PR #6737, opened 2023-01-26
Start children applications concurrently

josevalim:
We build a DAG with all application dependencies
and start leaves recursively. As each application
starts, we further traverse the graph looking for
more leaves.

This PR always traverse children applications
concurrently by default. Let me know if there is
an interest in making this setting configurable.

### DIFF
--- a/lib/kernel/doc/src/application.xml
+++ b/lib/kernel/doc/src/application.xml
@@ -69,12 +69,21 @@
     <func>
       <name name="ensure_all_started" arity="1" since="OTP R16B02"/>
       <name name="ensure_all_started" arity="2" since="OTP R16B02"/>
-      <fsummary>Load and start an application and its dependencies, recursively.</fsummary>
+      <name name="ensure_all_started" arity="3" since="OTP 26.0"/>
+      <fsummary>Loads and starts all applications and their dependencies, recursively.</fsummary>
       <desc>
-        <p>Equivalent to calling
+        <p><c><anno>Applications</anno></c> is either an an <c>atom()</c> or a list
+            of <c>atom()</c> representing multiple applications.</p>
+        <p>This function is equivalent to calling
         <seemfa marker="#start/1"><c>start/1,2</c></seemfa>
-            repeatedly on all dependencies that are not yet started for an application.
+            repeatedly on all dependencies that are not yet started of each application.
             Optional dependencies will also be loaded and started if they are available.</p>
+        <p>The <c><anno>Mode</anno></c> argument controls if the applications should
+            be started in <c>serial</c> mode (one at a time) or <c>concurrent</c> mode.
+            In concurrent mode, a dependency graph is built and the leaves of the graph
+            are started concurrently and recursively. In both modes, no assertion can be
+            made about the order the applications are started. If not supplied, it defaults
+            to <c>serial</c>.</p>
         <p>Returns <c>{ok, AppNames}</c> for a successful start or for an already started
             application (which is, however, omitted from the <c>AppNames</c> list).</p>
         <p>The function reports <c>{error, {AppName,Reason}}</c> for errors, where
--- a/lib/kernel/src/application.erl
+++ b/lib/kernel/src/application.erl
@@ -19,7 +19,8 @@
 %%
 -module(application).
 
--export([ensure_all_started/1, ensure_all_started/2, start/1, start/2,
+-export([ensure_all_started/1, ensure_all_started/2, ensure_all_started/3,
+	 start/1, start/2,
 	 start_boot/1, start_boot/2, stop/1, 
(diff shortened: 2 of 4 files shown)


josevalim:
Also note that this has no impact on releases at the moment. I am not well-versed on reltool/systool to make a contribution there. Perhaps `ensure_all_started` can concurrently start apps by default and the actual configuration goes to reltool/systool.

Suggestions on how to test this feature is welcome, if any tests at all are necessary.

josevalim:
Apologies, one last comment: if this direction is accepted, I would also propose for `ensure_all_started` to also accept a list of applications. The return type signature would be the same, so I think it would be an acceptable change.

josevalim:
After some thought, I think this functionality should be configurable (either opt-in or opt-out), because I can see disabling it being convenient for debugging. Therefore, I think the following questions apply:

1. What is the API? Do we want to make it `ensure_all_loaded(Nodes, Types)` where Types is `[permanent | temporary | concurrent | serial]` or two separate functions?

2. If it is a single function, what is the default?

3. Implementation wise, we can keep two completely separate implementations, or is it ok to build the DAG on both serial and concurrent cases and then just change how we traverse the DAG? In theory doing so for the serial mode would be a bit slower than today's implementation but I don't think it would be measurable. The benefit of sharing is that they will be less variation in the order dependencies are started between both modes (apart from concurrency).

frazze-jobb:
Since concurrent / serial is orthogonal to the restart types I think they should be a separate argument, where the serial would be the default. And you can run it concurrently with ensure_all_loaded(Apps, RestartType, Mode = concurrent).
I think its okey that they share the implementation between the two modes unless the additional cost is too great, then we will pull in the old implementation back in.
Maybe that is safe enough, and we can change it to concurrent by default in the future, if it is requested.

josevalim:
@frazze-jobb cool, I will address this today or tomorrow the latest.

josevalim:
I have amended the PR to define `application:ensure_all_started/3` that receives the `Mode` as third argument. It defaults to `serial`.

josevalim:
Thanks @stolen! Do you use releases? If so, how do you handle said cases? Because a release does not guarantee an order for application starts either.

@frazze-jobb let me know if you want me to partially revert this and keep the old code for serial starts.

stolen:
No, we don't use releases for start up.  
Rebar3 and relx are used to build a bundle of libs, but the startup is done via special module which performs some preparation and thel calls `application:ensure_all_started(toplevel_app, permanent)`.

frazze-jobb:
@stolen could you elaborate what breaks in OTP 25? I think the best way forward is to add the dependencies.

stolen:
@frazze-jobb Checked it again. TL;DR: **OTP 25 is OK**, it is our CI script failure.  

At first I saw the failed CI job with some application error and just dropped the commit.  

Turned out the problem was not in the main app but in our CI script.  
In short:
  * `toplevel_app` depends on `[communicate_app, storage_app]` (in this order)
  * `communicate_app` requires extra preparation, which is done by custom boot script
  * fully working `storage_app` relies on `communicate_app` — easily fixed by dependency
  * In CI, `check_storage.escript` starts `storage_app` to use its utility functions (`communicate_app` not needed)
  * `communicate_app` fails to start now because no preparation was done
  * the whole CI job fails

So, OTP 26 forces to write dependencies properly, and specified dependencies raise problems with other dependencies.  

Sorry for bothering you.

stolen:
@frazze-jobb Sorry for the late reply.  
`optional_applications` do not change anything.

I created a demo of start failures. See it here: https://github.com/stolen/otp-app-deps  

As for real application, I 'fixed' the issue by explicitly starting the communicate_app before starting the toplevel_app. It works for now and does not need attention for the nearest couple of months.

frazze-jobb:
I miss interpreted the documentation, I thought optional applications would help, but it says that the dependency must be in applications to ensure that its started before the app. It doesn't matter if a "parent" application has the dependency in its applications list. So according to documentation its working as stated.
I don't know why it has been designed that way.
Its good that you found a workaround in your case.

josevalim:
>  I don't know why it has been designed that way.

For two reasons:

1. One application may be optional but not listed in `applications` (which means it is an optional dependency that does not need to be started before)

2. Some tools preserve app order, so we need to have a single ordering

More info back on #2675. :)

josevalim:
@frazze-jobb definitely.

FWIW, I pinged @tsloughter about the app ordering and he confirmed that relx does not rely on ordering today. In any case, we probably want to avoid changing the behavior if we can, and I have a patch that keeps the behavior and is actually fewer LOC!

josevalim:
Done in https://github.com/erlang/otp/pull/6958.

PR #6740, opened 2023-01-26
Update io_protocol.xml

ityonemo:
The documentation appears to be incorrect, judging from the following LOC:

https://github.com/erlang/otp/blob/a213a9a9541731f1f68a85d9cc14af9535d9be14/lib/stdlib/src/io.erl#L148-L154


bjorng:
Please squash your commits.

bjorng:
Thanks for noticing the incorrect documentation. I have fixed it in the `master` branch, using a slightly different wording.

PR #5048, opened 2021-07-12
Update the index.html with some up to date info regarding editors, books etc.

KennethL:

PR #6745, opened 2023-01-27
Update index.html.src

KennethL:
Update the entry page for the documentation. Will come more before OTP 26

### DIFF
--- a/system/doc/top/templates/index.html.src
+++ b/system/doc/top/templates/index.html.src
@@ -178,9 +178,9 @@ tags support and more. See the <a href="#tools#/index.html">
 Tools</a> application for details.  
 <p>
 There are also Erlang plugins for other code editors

::::::::

■ TASK DIRECTIONS: Look through the entries, and return every line that the word "implementation" appears in.

■ ANSWER TO THE EXERCISE:
3. Implementation wise, we can keep two completely separate implementations, or is it ok to build the DAG on both serial and concurrent cases and then just change how we traverse the DAG? In theory doing so for the serial mode would be a bit slower than today's implementation but I don't think it would be measurable. The benefit of sharing is that they will be less variation in the order dependencies are started between both modes (apart from concurrency).
I think its okey that they share the implementation between the two modes unless the additional cost is too great, then we will pull in the old implementation back in.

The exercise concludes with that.